** TASK DETAILS **
All entries below are to be duplicated verbatim.

[THE RECORDS — start]

PR #8951, opened 2026-08-28
perf(runtime): typed-feedback store forwards when recording is off; one-entry cache for the external-slot remembered set (ECS round 4)

proggeramlug:
Two runtime mechanisms from the ECS round-4 chain, cut from current main. Suites on the isolated perrymaster gate: runtime (2752, incl. the new external-cache test). Paired measurement on the `codehz/ecs` "5k entities: 3 commands each + sync" row (idle Mac mini, alternating pairs) follows in a comment.

- **The typed-feedback array store forwards at once when recording is off.** `js_typed_feedback_array_set_index_or_string` converted the index and made two out-of-line calls (`observe_array`, `record_guard_pass`) whose first statement is "recording is off, return" — 1.5% of the merged-main ECS frame on `column[index] = record`. One flag test (`typed_feedback_enabled`, the default is off), then the strict store; the recording path is unchanged when the env enables it.
- **A one-entry cache in front of the external-slot remembered set.** A `Map`'s entries buffer is an external slot span, so every `map.set(k, v)` on an old map reached `mark_dirty_external_slot_page`: a thread-local table probe plus a linear scan of that page's header list (which grows with every map whose buffer shares the page) — the two hottest offsets of `js_map_set` on merged main. The `(page, header)` pair is cached inline in `HotTls`, recorded only after the table holds it and dropped wherever the table drops a pair (`clear_one_external_dirty_slot_header`, which every clear path goes through), so a repeated store into the same map answers from two loads — the external-slot twin of the inline-slot dirty-page cache (#8916). `external_dirty_slot_pair_cache_mirrors_the_table` pins hit / miss / re-record-after-clear.

## Summary by CodeRabbit

- **Performance**
  - Improved garbage-collection tracking efficiency for repeated external-slot updates.
  - Streamlined array assignments when typed feedback is disabled by avoiding unnecessary processing.

- **Reliability**
  - Ensured external-slot tracking remains consistent when remembered entries are cleared.

- **Tests**
  - Added coverage for external-slot cache hits, misses, and reset behavior.

- **Documentation**
  - Added changelog notes describing the runtime and garbage-collection improvements.


proggeramlug:
Gate on the isolated perrymaster clone for `9bc29aeb5` (base `cae1b95c3`): runtime suite 2752/2752 (incl. the new `external_dirty_slot_pair_cache_mirrors_the_table`), codegen lib 1334, native_proof_regressions 280, transform lib 119 — all green; lint gates and merge-base ratchets flat (576/967). Paired measurement on the mini queued (control = `cae1b95c3`).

[THE RECORDS — finish]

** SOLVED EXERCISE **
PR #8951, opened 2026-08-28
perf(runtime): typed-feedback store forwards when recording is off; one-entry cache for the external-slot remembered set (ECS round 4)

proggeramlug:
Two runtime mechanisms from the ECS round-4 chain, cut from current main. Suites on the isolated perrymaster gate: runtime (2752, incl. the new external-cache test). Paired measurement on the `codehz/ecs` "5k entities: 3 commands each + sync" row (idle Mac mini, alternating pairs) follows in a comment.

- **The typed-feedback array store forwards at once when recording is off.** `js_typed_feedback_array_set_index_or_string` converted the index and made two out-of-line calls (`observe_array`, `record_guard_pass`) whose first statement is "recording is off, return" — 1.5% of the merged-main ECS frame on `column[index] = record`. One flag test (`typed_feedback_enabled`, the default is off), then the strict store; the recording path is unchanged when the env enables it.
- **A one-entry cache in front of the external-slot remembered set.** A `Map`'s entries buffer is an external slot span, so every `map.set(k, v)` on an old map reached `mark_dirty_external_slot_page`: a thread-local table probe plus a linear scan of that page's header list (which grows with every map whose buffer shares the page) — the two hottest offsets of `js_map_set` on merged main. The `(page, header)` pair is cached inline in `HotTls`, recorded only after the table holds it and dropped wherever the table drops a pair (`clear_one_external_dirty_slot_header`, which every clear path goes through), so a repeated store into the same map answers from two loads — the external-slot twin of the inline-slot dirty-page cache (#8916). `external_dirty_slot_pair_cache_mirrors_the_table` pins hit / miss / re-record-after-clear.

## Summary by CodeRabbit

- **Performance**
  - Improved garbage-collection tracking efficiency for repeated external-slot updates.
  - Streamlined array assignments when typed feedback is disabled by avoiding unnecessary processing.

- **Reliability**
  - Ensured external-slot tracking remains consistent when remembered entries are cleared.

- **Tests**
  - Added coverage for external-slot cache hits, misses, and reset behavior.

- **Documentation**
  - Added changelog notes describing the runtime and garbage-collection improvements.


proggeramlug:
Gate on the isolated perrymaster clone for `9bc29aeb5` (base `cae1b95c3`): runtime suite 2752/2752 (incl. the new `external_dirty_slot_pair_cache_mirrors_the_table`), codegen lib 1334, native_proof_regressions 280, transform lib 119 — all green; lint gates and merge-base ratchets flat (576/967). Paired measurement on the mini queued (control = `cae1b95c3`).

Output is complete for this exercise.